On that note, various cultures have different ideas of what they consider as sexual. While nearly every culture agrees regarding genitalia (for the obvious reason that they're required for sex, which is required for children, etc etc), not all agree regarding breast tissue. While mainstream 'Western' culture would believe that the female nipple needs to be censored, anatomically speaking this makes no sense as it is the thing most in common with the male - it's everything ELSE about the breast that is different between men and women.
In any case, I'd consider Morrigan's case as very mild in comparison to, say, heavy-armor characters in TERA.
4. Is it necessarily a problem that some people like looking at caricatures with anatomically impossible bodies in games? Because it often doesn't make sense (Especially for plate armor - why in the hell would you expose bare skin to weapons while still restricting your movements at the joints?
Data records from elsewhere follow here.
PR #1069, opened 2020-12-09
Clarify that the universe U is itself a type

GeoffChurch:
I thought the universe U might be a different sort of object (like a collection instead of a set) until I read "Like any type" in the next sentence.

### DIFF
--- a/introduction.tex
+++ b/introduction.tex
@@ -124,7 +124,7 @@ The univalence axiom also further strengthens the homotopical view of type theor
 \subsection*{Univalent foundations}
 
 Very briefly, the basic idea of the univalence axiom can be explained as follows.
-In type theory, one can have a universe $\UU$, the terms of which are themselves types, $A : \UU$, etc.
+In type theory, one can have a \emph{universe} type, $\UU$, the terms of which are themselves types, $A : \UU$, etc.
 Those types that are terms of $\UU$ are commonly called \emph{small} types.
 \index{type!small}%
 \index{small!type}%


martinescardo:
The new sentence says "universe type" but I think it should be "type universe" to follow common parlance.

martinescardo:
But perhaps it would be better to completely rewrite the sentence.

mikeshulman:
I think "universe type" sounds just fine.  Don't we talk about "function types", "pair types", "natural numbers types", etc.?  I suppose to be really consistent with those it should be "type type", but ugh.

mikeshulman:
The point of saying "universe type" is that the universe itself *is* a type.  In "type universe" the word "type" refers rather to the *elements* of the universe.

mikeshulman:
However, I'd be happy to hear suggestions for better ways to rewrite the sentence.

DanGrayson:
Maybe something like "In type theory, one can have a type whose elements are themselves types; such a type is called a \emph{universe} and is usually denoted by $\UU$."

RobertHarper:
This sounds the most appealing to me, and is often the way I describe them.  Such types whose elements are types need not be “universal”, though; the empty type is a universe, for example.  Nevertheless, I think that the formulation Dan proposes is good.

(c) Robert Harper.  All Rights Reserved.

mikeshulman:
Thanks Dan; see #1076.

DanGrayson:
I think the empty type is not a universe.  If it were, then in a context where a variable X has been declared to be an element of the empty type, we could use it as a type, adding, for example, a variable f of type X->X to the context and verifying that the new context is well-formed.

RobertHarper:
Good point, I meant only that one could have an empty universe.

(c) Robert Harper.  All Rights Reserved.

PR #1072, opened 2021-02-04
Reword first sentence of proof of Lemma 10.3.22, close #1071

### LINKED ISSUE #1071: Set-truncation in Lemma 10.3.22
In the statement of Lemma 10.3.22, should X be assumed to be a set?  If not, then in the proof, B is defined as a quotient of the (non-set) Sigma_{x : X} Fx, so there should probably be an explicit set-truncation.  If X is assumed to be a set, should the proof say "set quotient" instead of "quotient"?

If you were to attack the enemy completely naked you'd have greater exponentially survivability from having greater mobility - and whether you bare your chest or not, someone seeking to kill you is going to aim for your neck anyway.) those who play for immersion may choose to look elsewhere. There are games that have more logical designs (albeit not that many), games which are essentially 3D rendered pornography pretending to be games, and there are those which have armorskins ranging from illogical fanservice to workable designs, within which you can pick for your character what you wish. In the same way you might choose not to play some games, others might choose differently, and it is only in diversity that there is a greater selection of worlds for people to find a place where they belong.
P.S. Sexual drive is not common between people any more than musical, mathematical, culinary, linguisitic or physical traits are common between people. There are those who feel none whatsoever and only care about it because of societal obligations, there are those with urges they would literally kill for, there are those which are directed towards the same gender, there are those directed towards both. What someone finds attractive also varies greatly between people. Some like breasts, some like hips, some like genitalia, some like faces, so on and so forth. While what 'Western' societies generally regard as 'forbidden' is one thing, not everyone necessarily has interests in what is classed as 'forbidden'.
What I find most 'physically' attractive are in decreasing order the spark within a woman's eye, overall face shape with emphases on the nose, the hairstyle and lastly the dress sense - some of Gaga's outfits are so horrendous that even as the last priority, anyone wearing something like that would 'fail'. That does not, however, make someone who is more interested in 'T&A' necessarily more perverted than I am, simply because ze happens to cross an arbitrary societal standard of sexuality while mine does not.
P.P.S. They're not spelling errors. Ze and hir just work so much better than their 'he/she' cousins.
Edited by Hayashi, 27 February 2015 - 12:22 PM.